What are some possible outcomes for the economy if inflation stays at these levels?

Persistently high inflation can have a negative impact on the economy and markets. Some possible examples are:

  • Persistently high inflation could make the prices of many goods and services unattainable for many consumers. Lower consumer demand could adversely affect the revenue and profits of many companies, ultimately impacting their stock price.
  • Persistent inflation may result in the Federal Reserve raising interest rates further. This makes it more difficult for many consumers to borrow to pay for larger purchases such as houses and cars. This could also lead to higher interest costs for adjustable rate loans. This higher interest cost will serve to reduce consumer demand for many other goods and services.
  • Persistently high inflation could lead to a recession if the Fed decides to take drastic measures in the form of tightening monetary policy and further rate hikes.

Obviously no one knows how our current inflation problems will play out or how long they will last.

What can we do to fight inflation?

From a government perspective, the Federal Reserve generally takes the lead in fighting inflation. Its main tools are monetary policy and interest rates. We currently see the Fed using these tools; Time will tell how successful the strategy is in fighting inflation.

Price controls are another government tool. These were notably used by then-President Richard Nixon in the early 1970s. While they initially seemed to work, a few years later inflation skyrocketed to record highs.

Businesses and individuals can try to change their spending and investments to stay ahead of inflation. However, every situation is different.
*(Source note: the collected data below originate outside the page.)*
PR #624, opened 2017-10-12
Replace peer number with peer key in swarm deploy script

lebdron:
`peer_number` was replaced with `keypair_name` in crypto PR.


neewy:
https://github.com/hyperledger/iroha/blob/develop/irohad/main/application.hpp#L58 please check this TODO

PR #633, opened 2017-10-15
Feature/mst/processor

muratovv:
## What is this pull request?
This pr provides effective implementation of MST processor.
   
Mst processor is the key part of MST pipeline because it provides final API for use in the system. Also, this component contains all required dependencies, such as transport, storage, and propagation strategy.

## Details/Features
* Add MST processor
* Add tests for it
* little rework of transport interface

## P.S. (optional)
In this PR I apply the new style of documentation of tests with `given`, `when` and `then` descriptions.

### DIFF
--- a/irohad/multi_sig_transactions/impl/mst_processor.cpp
+++ b/irohad/multi_sig_transactions/impl/mst_processor.cpp
@@ -22,7 +22,6 @@ namespace iroha {
   MstProcessor::MstProcessor() { log_ = logger::log("MstProcessor"); }
 
   void MstProcessor::propagateTransaction(ConstRefTransaction transaction) {
-    std::lock_guard<std::mutex> lock{this->mutex_};
     this->propagateTransactionImpl(transaction);
   }
 
--- a/irohad/multi_sig_transactions/impl/mst_processor.cpp
+++ b/irohad/multi_sig_transactions/impl/mst_processor.cpp
@@ -16,3 +16,23 @@
  */
 
 #include "multi_sig_transactions/mst_processor.hpp"
+
+namespace iroha {
+
+  MstProcessor::MstProcessor() {
+    log_ = logger::log("MstProcessor");
+  }
+
+  void MstProcessor::propagateTransaction(std::shared_ptr<model::Transaction> transaction) {
+    std::lock_guard<std::mutex> lock{this->mutex_};
+    this->propagateTransactionImpl(std::move(transaction));
+  }
+
+  rxcpp::observable<std::shared_ptr<MstState>> MstProcessor::onStateUpdate() const {
+    return this->onStateUpdateImpl();
+  }
+
+  rxcpp::observable<std::shared_ptr<model::Transaction>> MstProcessor::onPreparedTransactions() const {
+    return this->onPreparedTransactionsImpl();
+  }
+} // namespace iroha
--- a/irohad/multi_sig_transactions/impl/mst_processor.cpp
+++ b/irohad/multi_sig_transactions/impl/mst_processor.cpp
@@ -19,20 +19,20 @@
 
 namespace iroha {
 
-  MstProcessor::MstProcessor() {
-    log_ = logger::log("MstProcessor");
-  }
+  MstProcessor::MstProcessor() { log_ = logger::log("MstProcessor"); }
 
-  void MstProcessor::propagateTransaction(std::shared_ptr<model::Transaction> transaction) {
+  void MstProcessor::propagateTransaction(ConstRefTransaction transaction) {
     std::lock_guard<std::mutex> lock{this->mutex_};
     this->propagateTransactionImpl(std::move(transaction));
   }
 
-  rxcpp::observable<std::shared_ptr<MstState>> MstProcessor::onStateUpdate() const {
+  rxcpp::observable<std::shared_ptr<MstState>> MstProcessor::onStateUpdate()
+      const {
     return this->onStateUpdateImpl();
   }
 
-  rxcpp::observable<std::shared_ptr<model::Transaction>> MstProcessor::onPreparedTransactions() const {
+  rxcpp::observable<std::shared_ptr<model::Transaction>>
+  MstProcessor::onPreparedTransactions() const {
     return this->onPreparedTransactionsImpl();
   }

Inflation and your customers

Inflation can have a profound impact on your client’s financial health.

investments

Inflation, combined with rising interest rates, can have a negative impact on your clients’ fixed income investments. In equities, certain companies will do better than others under inflationary pressures. This might be a time NOTE TIPS for your customers. At least it’s a good time for it review their investment strategy for any adjustments.

retirement

Inflation is the enemy of retirees. Many retirees have a fixed or semi-fixed income. You will want to visit your customer again retirement withdrawal strategy and make any necessary changes to ensure they don’t outlive their money.

social insurance

A key component of most retirees’ income strategy is Social Security. So far the COLA for 2022 and the projected increase for 2023 were quite robust. For customers who are already on Social Security, this is great. For those who have not yet claimed their benefits, inflation and COLAs are factors to consider when deciding when to apply for their benefits.

The effects of inflation are felt throughout the economy, including your customers. Be sure to discuss with them the possible impact of inflation on their financial situation. They will be reaching out to you for planning suggestions to help you navigate this current wave of inflation coupled with high interest rates.